**Assigned task**
For the listing below, print exactly the lines from the line with "Fix Grafana configuration" to the line with "The latest version", both included, and nothing beyond them.

**Exercise materials**
****

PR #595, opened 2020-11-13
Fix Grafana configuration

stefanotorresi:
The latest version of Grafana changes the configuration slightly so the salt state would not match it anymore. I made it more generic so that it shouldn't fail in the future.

****

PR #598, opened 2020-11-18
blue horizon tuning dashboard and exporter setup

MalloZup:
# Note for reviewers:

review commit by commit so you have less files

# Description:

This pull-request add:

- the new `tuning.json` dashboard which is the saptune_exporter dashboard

****

**Output for this task**
Fix Grafana configuration

stefanotorresi:
The latest version of Grafana changes the configuration slightly so the salt state would not match it anymore. I made it more generic so that it shouldn't fail in the future.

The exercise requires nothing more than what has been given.